Once GA has begun generating optimal solutions for the first generation, you may begin querying data.

1st Generation:

##########################################################################################
[13:55:22,589][INFO][main][] Generation: 1
[13:55:22,596][INFO][main][] Fittest is Chromosome Key: Chromosome [fitnessScore=3.0, id=460, genes=[8, 3, 21, 5, 2, 22, 1, 19, 18, 12, 9]]
[13:55:22,596][INFO][main][] Chromosome: Chromosome [fitnessScore=3.0, id=460, genes=[8, 3, 21, 5, 2, 22, 1, 19, 18, 12, 9]]
[13:55:22,598][INFO][main][] HCUEBVASRLI
[13:55:22,598][INFO][main][] Avg Chromosome Fitness: 0.408

In the Zeppelin paragraph window, simply type the following SQL and click the execute button:

%jdbc_ignite_sql select * from "geneCache".getSolutionsDesc();

After several generations, you will see the solution evolve to the final phrase "HELLO WORLD". For the HellowWorldGAExample, GA will maintain a population of 500 solutions for each generation. Also, solutions in this example will contain a total of '11' genes and the highest fitness score is considered 'most fit'.

Glossary

Chromosome is a sequence of Genes. A Chromosome represents a potential solution.

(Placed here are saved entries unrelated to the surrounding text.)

Issue #246, opened 2022-09-17
Feature request: Style table rows / cells individually


SkyLeite:
I would like to be able to provide styling for rows and / or cells individually. Currently the only way to do this is through the `Selected` property, but that approach is limited in the sense that you can only have two styles (one for the base, and one for the selected row).

maaslalani:
Hey, this is a good idea and natural extension of the table. I think we should probably introduce a row that can take any struct that implements the `Stringer` interface so that you can pass lipgloss Styles and anything else for displaying the table.

pja237:
Hey all,
@maaslalani this is my attempt at this feature, goal for me was:
1. be backward compatible, all the code using the table package continues to work as-is
2. not have to change too much of the table.go code (which tbh. i don't know how to achieve by changing the Row to an interface, i end up having to refactor half of the package, or break no 1. and do ton of code changes in the existing app 😆 )

and this is the best i could come up with, if you'd be interested to take a look and let me know what you think of this approach (it's a local, older copy of tables code i'm still using, but i can easily PR this here)
1. i've composed a new `CustomStyles` struct in the table model
https://github.com/CLIP-HPC/SlurmCommander/blob/alt_table_2/internal/table/table.go#L22

which holds interfaces for Cell/Row/Selected functions.
```
// int is the row/col number, row is the row content, used in the methods to generate custom styles
type CustomStyle interface {
	Style(int, Row) lipgloss.Style
}
```
https://github.com/CLIP-HPC/SlurmCommander/blob/alt_table_2/internal/table/table.go#L28-L32

2. modified the renderRow() method to include checks if functions are present in the model and do the "overlaying" of cell<-row<-selected styles (using `.Inherit()`) so we can compose them.
https://github.com/CLIP-HPC/SlurmCommander/blob/alt_table_2/internal/table/table.go#L406-L454

This way, separate styles for a single Cell/Column of cells/Row/Selected rows can be programmatically done, like i'm doing here (first working prototype):
https://github.com/CLIP-HPC/SlurmCommander/blob/alt_table_2/internal/model/tabs/clustertab/clustertabtable.go#L69-L90
<img width="964" alt="Screenshot 2023-02-24 at 13 54 42" src="https://user-images.githubusercontent.com/11192275/221183975-cd9a3616-642c-4d48-a8e2-64183244570b.png">

jlec:
@pja237  Could you create a PR so that we can work together on refining your idea?

pja237:
[...]

PR #340, opened 2023-02-27
feat(table): More granular table styles #246

pja237:
@jlec et al.
PR regarding #246 

This was an idea of how one might extend the table styling without causing too much havoc in the table code and to maintain backwards compatibility.
I'm more then happy to receive feedback, ideas and pointers on how to make this better and eventually merged.

### DIFF
--- a/table/table.go
+++ b/table/table.go
@@ -19,10 +19,21 @@ type Model struct {
 	cursor int
 	focus  bool
 	styles Styles
+	CustomStyles
 
 	viewport viewport.Model
 	start    int
 	end      int
+}
+
+type CustomStyles struct {
+	CustomCellStyle     CustomStyle
+	CustomRowStyle      CustomStyle
+	CustomSelectedStyle CustomStyle
+}
+
+type CustomStyle interface {
+	Style(int, Row) lipgloss.Style
 }
 
 // Row represents one line in the table.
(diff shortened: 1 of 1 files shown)


jlec:
This week is nuts. Hopefully, on the weekend, I will be able to tinker with your code

jlec:
Works for me. docs are missing.

bashbunni:
Part of me wonders if it would be more streamlined to extend the existing `Styles` struct to include an optional value for `Row`. It looks like there are already options for `Selected` and `Cell` in the `Styles` struct. The user would be able to set these styles to whatever `lipgloss.Style` definitions they'd like when they initialize the table. 

The `Row` field could probably just initialize a new style (`lipgloss.NewStyle()`), so all fields could call lipgloss.Render without issue and users can add their own customizations without it breaking. Let me know your thoughts on that

bashbunni (changes requested):
Thank you so much for the PR! Looking forward to seeing the updates. It'll be great to be able to customize these tables further

maaslalani:
Hey @pja237, thanks so much for this contribution.

Our plan is to replace the table renderer with Lip Gloss tables which will allow fully customizable Cell and Row styles with the `StyleFunc`.

I am going to close this PR for now (doing some cleaning up) but feel free to re-open this or create new issues / PRs if needed!

maaslalani:
Here is the Lip Gloss table documentation for reference:

https://github.com/charmbracelet/lipgloss/tree/master?tab=readme-ov-file#rendering-tables

PR #351, opened 2023-03-11
fix: add bounds checking to the selectedrow func

MikaelFangel:
### Changes:
 * This adds bounds checking to the function returning the row under the cursor. By adding the check, it avoids that the program crashes when calling the function and the cursor is out of bounds.

### Still an issue:
 * The cursor can still become out of bounds values, which is a problem in itself.

### DIFF
--- a/table/table.go
+++ b/table/table.go
@@ -266,10 +266,10 @@ func (m *Model) UpdateViewport() {
 // SelectedRow returns the selected row.
 // You can cast it to your own implementation.
 func (m Model) SelectedRow() Row {
-	// Check if the cursor is within bounds else return  nil
-	if !(m.cursor >= 0 && m.cursor < len(m.rows)) {
+	if m.cursor < 0 || m.cursor >= len(m.rows) {
 		return nil
 	}
+
 	return m.rows[m.cursor]
 }
 
--- a/table/table.go
+++ b/table/table.go
@@ -267,10 +267,10 @@ func (m *Model) UpdateViewport() {
 // You can cast it to your own implementation.
 func (m Model) SelectedRow() Row {
 	// Check if the cursor is within bounds else return  nil
-	if m.cursor < len(m.rows) && m.cursor >= 0 {
-		return m.rows[m.cursor]
+	if !(m.cursor >= 0 && m.cursor < len(m.rows)) {
+		return nil
 	}
-	return nil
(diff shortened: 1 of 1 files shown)


muesli:
Looks reasonable. Also noticed that `m.cursor` can become negative during debugging.

muesli:
@MikaelFangel Note the linter warning.

MikaelFangel:
@muesli yep, just noticed and have fixes it now.

table/table.go
```diff
@@ -266,7 +266,11 @@ func (m *Model) UpdateViewport() {
 // SelectedRow returns the selected row.
 // You can cast it to your own implementation.
 func (m Model) SelectedRow() Row {
-	return m.rows[m.cursor]
+	// Check if the cursor is within bounds else return  nil
+	if m.cursor < len(m.rows) && m.cursor >= 0 {
```
muesli, line 270: May I suggest swapping the logic around? We should check for `m.cursor` being out of bounds as the exception and keep the "happy path" on the left edge.

MikaelFangel: You mean? 
```suggestion
	if m.cursor >= 0 && m.cursor < len(m.rows) {
```

table/table.go
```diff
@@ -266,7 +266,11 @@ func (m *Model) UpdateViewport() {
...
+		return m.rows[m.cursor]
+	}
+	return nil
```
MikaelFangel, line 273: Like this?
```suggestion
	if !(m.cursor >= 0 && m.cursor < len(m.rows)) {
		return nil
	}
	return m.rows[m.cursor]
```

table/table.go
MikaelFangel: Great suggestion.

table/table.go
muesli: I'd probably go with:

```go
if m.cursor < 0 || m.cursor >= len(m.rows) {
    return nil
}

return m.rows[m.cursor]
```

Should be a little more digestible for future readers.

MikaelFangel: I see I've added a commit with the suggested change. Thank you for the comments. (:

MikaelFangel: And sorry for the mess with all the commits 😅

muesli:
Thank you, @MikaelFangel!

PR #369, opened 2023-04-14
feat(table): Add column return function

abeleinin:
Same as Rows function but for Columns.


prgres (approved):

maaslalani:
Thank you so much for the contribution @abeleinin! ❤️

PR #373, opened 2023-04-28
Bugfix/render off by one

squrki:
Bug: The top folder re-renders when going into a subfolder. It happens when the subfolder contains a larger number of files than can be rendered on one screen.

file-picker

Fix:
file-picker-fixed

cc: @maaslalani @bashbunni


maaslalani:
Ah nice find, thank you so much!

PR #374, opened 2023-05-01
fix: filepicker on empty directory

caarlos0:
refs https://github.com/charmbracelet/gum/issues/343


maaslalani:
Thanks, @caarlos0! Testing now!

PR #380, opened 2023-05-30
Dual pane model

squrki:
Adds dualPane functionality as discussed. Please see demo below:

dualPane

cc: @maaslalani @taigrr @bashbunni


taigrr:
Hmm, looks like the linter is acting up, it's complaining about a line of code that's no longer there ¯\\\_(ツ)_/¯

taigrr:
@squrki can you rerun your tests with the merged-in funcs added by @meowgorithm ?

squrki:
> @squrki can you rerun your tests with the merged-in funcs added by @meowgorithm ?

I confirm that it works the same as before.

bashbunni:
Hey, thank you so much for this, and sorry for the delay! We're leaning towards not merging this due to the maintenance cost. It also adds rigidity in a case where it would likely be sufficient to provide guidance, yet allow the users to decide on the implementation themselves. We're a small team, so we have to be very careful about what abstractions we want to officially support.

If you wanted to make the bubble available to others, you can put it in your own repo and we would be happy to feature it in the [additional bubbles section](https://github.com/charmbracelet/bubbles?tab=readme-ov-file#additional-bubbles). Just create a PR with a link to your repo in that section of the README :)

PR #386, opened 2023-06-13
Problem: can't determine if the progress bar stopped updating

yrashk:
This would be useful to know to stop displaying it after the user was shown the progress bar to render to its end.

Solution: expose `IsComplete` method is based on what's been drawn

### DIFF
--- a/progress/progress.go
+++ b/progress/progress.go
@@ -211,8 +211,7 @@ func (m Model) Update(msg tea.Msg) (tea.Model, tea.Cmd) {
 		}
 
 		// If we've more or less reached equilibrium, stop updating.
-		dist := math.Abs(m.percentShown - m.targetPercent)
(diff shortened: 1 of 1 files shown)


progress/progress.go
```diff
@@ -362,6 +361,12 @@ func max(a, b int) int {
 	return b
 }
 
+// IsComplete returns true if the progress bar reached equilibrium
```
meowgorithm, line 364: Please also end the comment with a period here.

meowgorithm:
Look good. Thank you!

yrashk:
Thanks! What's your release-cutting cadence/policy?

meowgorithm:
We probably won’t cut a new release for a bit, but in the meantime you can pin to `master`, which is effectively the same as if we cut a release today.

PR #394, opened 2023-07-18
(bug): Fix slice calculation when inserting string

hopefulTex:
Fixed calculation error made when using `InsertString(string)` or true-pasting.

### DIFF
--- a/go.mod
+++ b/go.mod
@@ -1,4 +1,4 @@
-module github.com/hopefulTex/sticky-placeholder
+module github.com/charmbracelet/bubbles
 
 go 1.17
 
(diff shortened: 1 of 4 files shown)


meowgorithm:
Thank you for the PR! Would you mind also updating this in `textinput` as well?

hopefulTex:
> Thank you for the PR! Would you mind also updating this in `textinput` as well?

Done and done!

hopefulTex:
Last 6 commits were adding a new feature, realizing it got added to the wrong branch, and subsequently removing said feature.

Issue #363, opened 2023-04-07
bug: table offsets too early when number of rows is less than height*2


robherley:
Using the example from the [bubbletea repo](https://github.com/charmbracelet/bubbletea/blob/5b809a3da86a63d2f07372b1941e8058178dad4d/examples/table/main.go) where the table height is `10`.

When the table is rendered with `100` rows, moving down scrolls normally and only offsetting at the last rendered row:

https://user-images.githubusercontent.com/16991201/230526308-a4ca7c4b-f8e3-4855-b7eb-7078c1bca7c3.mov

However, if we render with `15` rows (just remove the other 85 in the example), the table offsets too early on the 5th element:

https://user-images.githubusercontent.com/16991201/230526301-6dbb04f6-e856-474b-a394-614ad2a06f49.mov

For a table height of `h`, and a row length of `n`, this behavior is seen when `h < n < 2h` and will offset early on the `n - h` element

e.g. for a table height of `10` and `len(rows) == 13`, it offsets on the 3rd element

Philistino:
I was working on a table implemention with multi-select and I encountered the same problem after already implementing multi-select. My version fixes two scroll issues: the one mentioned here, and one in which a cursor move up from the last row causes an unneeded scroll up, which moves the last row out of view even when the height allows multiple rows to be shown. 

I could do a PR if it is wanted, but my current implementation has multi-select. I only noticed the scrolling issue after adding multi-select. Let me know and I can separate the multi-select and scroll fixes.

https://github.com/Philistino/bubbles/blob/master/table/table.go

maaslalani:
Fixed by #428. Thank you for the issue!

PR #429, opened 2023-11-06
fix(table): table scrolls before selected reaches top/bottom

dzeleniak:
The previous version of the code used the SetYOffset function of the table's viewport, which caused the viewport to scroll up before the selected reached the top.

Fix: #428

### DIFF
--- a/table/table.go
+++ b/table/table.go
@@ -343,9 +343,9 @@ func (m *Model) MoveDown(n int) {
 	m.UpdateViewport()
 
 	switch {
-	case m.end == len(m.rows):
+	case m.end == len(m.rows) && m.viewport.YOffset > 0:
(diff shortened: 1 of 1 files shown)


dzeleniak:
It was pointed out that a similar issue exists on scroll down. 

This only occurs in cases where `case m.end == len(m.rows)` and `case m.cursor > (m.end-m.start)/2` and len(rows) > tableHeight*2.

To fix this case I add a check to the two cases that fail to ensure they only run if the viewport's YOffset > 0.

dzeleniak:
Fix: #428 
Fix: #363

maaslalani:
Thanks so much for the PR @dzeleniak! Just tested and it works well!

Just as a heads up, we are going to swap out the entire table implementation for Lip Gloss tables.

Issue #294, opened 2022-11-16
Stream content to a viewport


oxodao:
Hi,

Let's say I'm running some kind of external software and I want to display the logs of it during its lifetime in a viewport.
How can I do this ? As far as I understand, the viewport can only be updated through the SetContent method.
Ideally, the viewport should update every new line but I don't want to do some weird things if I missed something

Minimal code:
-> /tmp/some-software.sh
```bash
while true; do echo Hey; sleep 1; done
```

```go
package main

import (
	"bufio"
	"bytes"
	"fmt"
	"io"
	"os"
	"os/exec"

	"github.com/charmbracelet/bubbles/viewport"
	tea "github.com/charmbracelet/bubbletea"
)

type CmdMsg struct {
	path string
}

type Model struct {
	logs io.Writer

	ready    bool
	viewport viewport.Model
}

func (x Model) Init() tea.Cmd {
	return func() tea.Msg {
		return CmdMsg{path: "/tmp/some-software.sh"}
	}
}

func (x Model) Update(msg tea.Msg) (tea.Model, tea.Cmd) {
	switch msg := msg.(type) {
	case tea.KeyMsg:
		if k := msg.String(); k == "ctrl+c" || k == "q" || k == "esc" {
			return x, tea.Quit
		}
	case CmdMsg:
		cmd := exec.Command("/usr/bin/bash", msg.path)

		var logs bytes.Buffer
		logsWriter := bufio.NewWriter(&logs)
		cmd.Stdout = logsWriter
		cmd.Stderr = logsWriter

		x.logs = logsWriter
		// ???

		cmd.Start()

	case tea.WindowSizeMsg:
		if !x.ready {
			x.viewport = viewport.New(msg.Width, msg.Height-10)
			x.viewport.YPosition = 5
			x.viewport.HighPerformanceRendering = false
			x.viewport.SetContent( /* ???? */ )
			x.ready = true
		} else {
			x.viewport.Width = msg.Width
			x.viewport.Height = msg.Height - 10
		}
	}

	return x, nil
}

func (x Model) View() string {
	return x.viewport.View()
}

func main() {
	p := tea.NewProgram(
		Model{},
		tea.WithAltScreen(),
	)

	if _, err := p.Run(); err != nil {
		fmt.Println("could not run program:", err)
		os.Exit(1)
	}
}
```

Thanks!

rew1nter:
I've the same question

coxley:
[...]

PR #431, opened 2023-11-09
add AppendContent and DeleteTopContent methods

ThisGuyCodes:
I have a use case where I want to stream logs to a bubbletea-based TUI, which seems like a perfect use of the `viewport.Model`! Particularly since logs can sometimes come at you quite fast, using the terminal built-in scrolling mechanisms seems prudent.

However the current `viewport.Model` only supports fully replacing the current content and re-syncing on every change.

Here I've added two methods to `viewport.Model`:
* `AppendContent`: adds to the end of the current content, and returns a tea.Cmd that "scrolls" the new content into view if necessary (i.e. if `PastBottom()` and `HighPerformanceRendering` is true).
* `DeleteTopContent`: deletes `n` lines from the top of the current content, and scrolls appropriately if this leaves you "passed the top".

Open to feedback on everything here! I'll get around to making a few test apps myself to verify behavior before taking this out of draft.

### DIFF
--- a/viewport/viewport.go
+++ b/viewport/viewport.go
@@ -108,6 +108,36 @@ func (m *Model) SetContent(s string) {
 	}
 }
 
+// AppendContent adds content to the end of the current content.
+func (m *Model) AppendContent(c []string) tea.Cmd {
+	wouldRender := m.PastBottom()
+	m.lines = append(m.lines, c...)
+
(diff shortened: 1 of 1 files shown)


rendellc:
Just wanted to chime in and say I have the same use case. Hope this gets approved

QuLogic:
This looks useful for #294, but see also #133.

PR #433, opened 2023-11-13
feat(table): add option for wraping cells

prgres:
The current implementation of the `table.renderRow` function allows only for truncating cell content, resulting in something like this: "test123 ...". 

image

My project requires full content visibility, so I need a way to handle it. My first idea was to write a custom `table` component, but I guess it may be useful to make it optional for everyone
image

I couldn't find any contribution guide, so I hope everything is ok.

### DIFF
--- a/table/table.go
+++ b/table/table.go
@@ -8,6 +8,7 @@ import (
 	tea "github.com/charmbracelet/bubbletea"
 	"github.com/charmbracelet/lipgloss"
 	"github.com/mattn/go-runewidth"
+	"github.com/muesli/reflow/wordwrap"
 )
 
 // Model defines a state for the table widget.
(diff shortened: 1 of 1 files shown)


prgres:
In my free time, I will incorporate reflow and check the outcome

prgres:
It looks ok:
image

But it messes up with movement. My assumptions lay in the viewport.YOffset but I have a hard time understanding what is going on in MoveDown and MoveUp methods

maaslalani:
Hey @prgres, thanks so much for the PR. Just as a heads up the `table` bubble will be entirely replaced implementation-wise with the Lip Gloss `table` rendering package.

Thank you for the PR again, I will close it for now while we swap out all the internals for the new renderer which will support line-wrapping and multiline rows.

image

PR #434, opened 2023-11-13
fix(table): substract headers Y size from the total table size

prgres:
I spotted a bug while creating a table and viewport side by side. Even though they have set the exact height value, both have different sizes. While debugging, it came out that we only passed it down to the nested viewport component by setting table height, but the render method looks like this.

```
// View renders the component.
	return m.headersView() + "\n" + m.viewport.View()
}
```

So, the total height of the table is the sum of the viewport's height and the headers' height. I have simply subtracted headings Y size from the viewport height, and it looks like this fixed the issue.

### DIFF
--- a/table/table.go
+++ b/table/table.go
@@ -296,8 +296,8 @@ func (m *Model) SetWidth(w int) {
 
 // SetHeight sets the height of the viewport of the table.
 func (m *Model) SetHeight(h int) {
-	_, y := m.styles.Header.GetFrameSize()
-	m.viewport.Height = h - y
+	headerHeight := lipgloss.Height(m.headersView()) // Since headers are truncated, it is always 1
+	m.viewport.Height = h - headerHeight - m.styles.Header.GetVerticalFrameSize()
 	m.UpdateViewport()
 }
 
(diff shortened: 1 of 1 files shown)


prgres:
Okay, it does not work as I expected. I will dig it up latter

prgres:
Okay, first of all, I changed `GetFrameSize` to `GetVerticalFrameSize` since X calculations are not helpful here.

Secondly, I realized that `GetVerticalFrameSize` does not return the total height of the component - just the sum of margins, padding, and borders. So, besides subtracting that one bad boi, I have to get in content height. I have used `lipgloss.Height(m.headersView())` in the `SetHeight` function. I am unsure if this approach is good since it renders it twice (in SetHeight and View functions).

What is worth mentioning is that the content height, with the current implementation, is always 0 or 1 due to truncating the header text. But I keep in mind that if https://github.com/charmbracelet/bubbles/pull/433 will merge, I would also like to make a similar one for that part. That's why I decided to calculate that value here.

prgres:
Update once again:

During testing on a local setup, it came out that `GetVerticalFrameSize` is not necessary at all. But would great if somebody could confirm that

prgres:
@meowgorithm  @muesli i do not who to ping

maaslalani:
Hey @prgres, thanks so much for the PR ❤️

maaslalani:
Thanks for the PR @prgres, I merged this one since it's a simple bug fix but just to give you a heads up, we're going to swap out the entire implementation for the Lip Gloss table renderer:

Issue #237, opened 2022-09-14
Timer and Stopwatch is not accurate


HAOMOAI:
For timer, it's 1s is actually 1.21s in real world, and 10s is about 12.13s.

For stopwatch, it says 10.39s, and actually 12.284s elapsed.

(Use the demo Go program, and keep the interval 1ms, unchanged)

apphireXB:
Same issue. @meowgorithm  please take a look.

muesli:
I do see an issue here: the timer & stopwatch don't use continuously running timers, but deduct the `interval` from the remaining `timeout` in their `Update` method. This doesn't account for the time spent in the `Update` method itself - or in other model's `Updates` in most cases.

fuhrmannb:
Hitting the same issue on my side.

Possible solutions are, for stopwatch (should be in the same spirit for timer):

- Store the start time instead of the total duration, and make the math for `Elapsed` method.
    ```golang
    func (m Model) Elapsed() time.Duration {
        time.Now().Sub(m.startTime)
    }
    ```
    It's more complicated to manage pause this way.
- Or add a `tickTime` field in `TickMsg` that stores the date when the tick has been created.
    ```golang
    type TickMsg struct {
        ID       int
        tickTime time.Time
    }
    ```
    Then increase duration in `TickMsg` by doing:
    ```golang
    m.d += time.Now().Sub(msg.tickTime)
    ```
    This solutions is easier to manage pause, but need to store 

I've tested the second solution, it's working but you need to store

Moreover, in both case, output shows `5.0012698s` and not `5s`.
We can either format `View()` output depending on the duration precision (`time.Seconds` should only show second precision, `time.Milliseconds` only ms precision); or/and have a new field to store precision.

PR #437, opened 2023-11-18
fix(stopwatch): timer was not accurate

fuhrmannb:
Stopwatch does not track correctly time since update process time can be longer that tick time update.

This patch adds a start time with `sT` attribute to track time of stopwatch start.

Also adapt view to have accuracy matching the tick interval. To have directly the raw duration value, use `Elapsed()` method.

Issue: #237


stopwatch/stopwatch.go
```diff
@@ -46,6 +46,7 @@ type ResetMsg struct {
 // Model for the stopwatch component.
 type Model struct {
 	d       time.Duration
+	sT      time.Time
```
caarlos0, line 49: i would name this `start` instead 🤔 

```suggestion
	start   time.Time
```

stopwatch/stopwatch.go
```diff
@@ -118,6 +119,12 @@ func (m Model) Update(msg tea.Msg) (Model, tea.Cmd) {
 		if msg.ID != m.id {
 			return m, nil
 		}
+		if msg.running && !m.running {
+			m.sT = time.Now()
```
caarlos0, line 123:
```suggestion
			m.start = time.Now()
```

stopwatch/stopwatch.go
```diff
@@ -118,6 +119,12 @@ func (m Model) Update(msg tea.Msg) (Model, tea.Cmd) {
...
+		}
+		if !msg.running && m.running {
+			m.d += time.Since(m.sT)
```
caarlos0, line 126:
```suggestion
			m.d += time.Since(m.start)
```

stopwatch/stopwatch.go
```diff
@@ -137,12 +143,15 @@ func (m Model) Update(msg tea.Msg) (Model, tea.Cmd) {
 
 // Elapsed returns the time elapsed.
 func (m Model) Elapsed() time.Duration {
+	if m.running {
+		return m.d + time.Since(m.sT)
```
caarlos0, line 147:
```suggestion
		return m.d + time.Since(m.start)
```

caarlos0 (changes requested):
hey, thanks for this!

just one comment regarding the variable name :)

PR #438, opened 2023-11-23
Add support for colors in table cells

sergiolms:
With this PR I want to address the following:
- Invisible characters cause incorrect calculation of cell width, making the table component to incorrectly print ellipsis when it shouldn't.
- When highlighting a row, if a cell had colors in it, the reset character would break the highlighting. I am removing the reset character and then highlighting each cell individually instead of the whole row, so that the highlight reset character serves as the reset character for the previously set color.
- While I was at it, I removed the `min` and `max` methods, since GoLang introduces them since v1.21

### DIFF
--- a/table/table.go
+++ b/table/table.go
@@ -2,6 +2,7 @@ package table
 
 import (
 	"strings"
+	"unicode"
 
 	"github.com/charmbracelet/bubbles/key"
 	"github.com/charmbracelet/bubbles/viewport"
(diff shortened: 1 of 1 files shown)


maaslalani:
Hey @sergiolms, thanks so much for the PR. Just as a heads up the `table` bubble will be entirely replaced implementation-wise with the Lip Gloss `table` rendering package.

Thank you for the PR again, I will close it for now while we swap out all the internals for the new renderer.

Issue #358, opened 2023-03-23
textinput: placeholder changes component width


seanbanko:
I'm seeing strange behavior using a Placeholder with the textinput bubble. Here is a minimum reproducible example:
```
package main

import (
	"os"

	"github.com/charmbracelet/bubbles/textinput"
	tea "github.com/charmbracelet/bubbletea"
	"github.com/charmbracelet/lipgloss"
)

type model struct {
	input textinput.Model
}

func main() {
	m := newModel()
	p := tea.NewProgram(m)
	if _, err := p.Run(); err != nil {
		os.Exit(1)
	}
}

func newModel() model {
	input := textinput.New()
	input.Prompt = " "
	input.Width = 5
	input.Placeholder = "123"
	input.Focus()
	return model{input: input}
}

func (m model) Init() tea.Cmd {
	return nil
}

func (m model) Update(msg tea.Msg) (tea.Model, tea.Cmd) {
	switch msg := msg.(type) {
	case tea.KeyMsg:
		switch msg.String() {
		case "ctrl+c":
			return m, tea.Quit
		}
	}
	var cmd tea.Cmd
	m.input, cmd = m.input.Update(msg)
	return m, cmd
}

func (m model) View() string {
	return lipgloss.NewStyle().Border(lipgloss.RoundedBorder()).Render(m.input.View())
}
```

Changing the length of the Placeholder string changes the way that the textinput is rendered before it receives the first character, triggering a resize after the first character is received. See examples with various Placeholders.

Placeholder = "123"
![demo-1](https://user-images.githubusercontent.com/74473367/227225452-cb80fafe-3d70-4b62-8807-1dec858fde75.gif)

Placeholder = "12345"
![demo-2](https://user-images.githubusercontent.com/74473367/227225484-69670867-2256-4582-8e0f-70fae4151458.gif)

Placeholder = "1234567890"
![demo-3](https://user-images.githubusercontent.com/74473367/227225494-71e4c74c-aa63-4af3-bf18-34eb49b71516.gif)

Placeholder = "12345 " (with trailing space)
![demo-4](https://user-images.githubusercontent.com/74473367/227225511-d0cadc58-2e8b-48cb-b2d2-333f6b6d98a5.gif)

no Placeholder
![demo-5](https://user-images.githubusercontent.com/74473367/227226560-79b4d948-9b4f-4881-aa23-92815fb3b7c5.gif)

[...]

PR #442, opened 2023-11-25
fix (textinput): do not resize based on placeholder

seanbanko:
This PR fixes this [issue](https://github.com/charmbracelet/bubbles/issues/358) regarding textinput resizing based on the placeholder. The original behavior is documented in the issue and has been modified to the following:

`Placeholder = ""`
empty-placeholder

`Placeholder="123"`
short-placeholder

`Placeholder = "1234567890"`
long-placeholder

### DIFF
--- a/textinput/textinput.go
+++ b/textinput/textinput.go
@@ -714,7 +714,11 @@ func (m Model) placeholderView() string {
 	v += m.Cursor.View()
 
 	// The rest of the placeholder text
-	v += style(string(p[1:]))
+	var spaces []rune
+	for i := 0; i < m.Width-lipgloss.Width(string(p[1:m.Width])); i++ {
+		spaces = append(spaces, ' ')
+	}
+	v += style(string(append(p[1:m.Width], spaces...)))
 
 	return m.PromptStyle.Render(m.Prompt) + v
 }


maaslalani (approved):
Thank you so much for this PR @seanbanko, we really appreciate it. And thanks for your patience with getting it merged!

hopefulTex:
This throws an error in the cases where the `Width` is set to `0` or is greater than the length of the placeholder.

Placeholder: `"7 runes"`

Width: `0`
`runtime error: slice bounds out of range [1:0]`
Width: `40`
`runtime error: slice bounds out of range [:40] with capacity 32`

seanbanko:
@hopefulTex thank you for catching this.

I had thought that my test with `Width = 5` and `Placeholder = "123"` would have tested the latter case of `Width` greater than the length of the placeholder, but I was surprised to learn today that upper bound for a valid slice index in Go is the capacity of the slice, not the length, which I think explains why `Width = 5` and `Placeholder = "123"` was ok but `Width = 40` and `Placeholder = "7 runes"` was not.

I'd be glad to open another PR to fix this unless you'd prefer to; I saw you had one open yourself that may have been more robust than my solution.

maaslalani:
Hey @hopefulTex thank you for catching that, I had overlooked before merging. I will revert this PR and fix!

hopefulTex:
@seanbanko I'll reopen mine since I snuck in an old paste maths fix for a different issue (cause I'm evil like that 😈)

Crossover is the process in which the genes within chromosomes are combined to derive new chromosomes.

Fitness Score is a numerical score that measures the value of a particular Chromosome (ie: solution) relative to other Chromosomes in the population.

Gene is the discrete building block that makes up the Chromosome.

Genetic Algorithm (GA) is a method of solving optimization problems by simulating the process of biological evolution. A GA continuously enhances a population of potential solutions. With each iteration, a GA selects the best fit individuals from the current population to create offspring for the next generation. After subsequent generations, a GA will evolve the population towards an optimal solution.

Mutation is the process where genes within a chromosomes are randomly updated to produce new characteristics.

Population is the collection of potential solutions or Chromosomes.

Selection is the process of choosing candidate solutions (Chromosomes) for the next generation.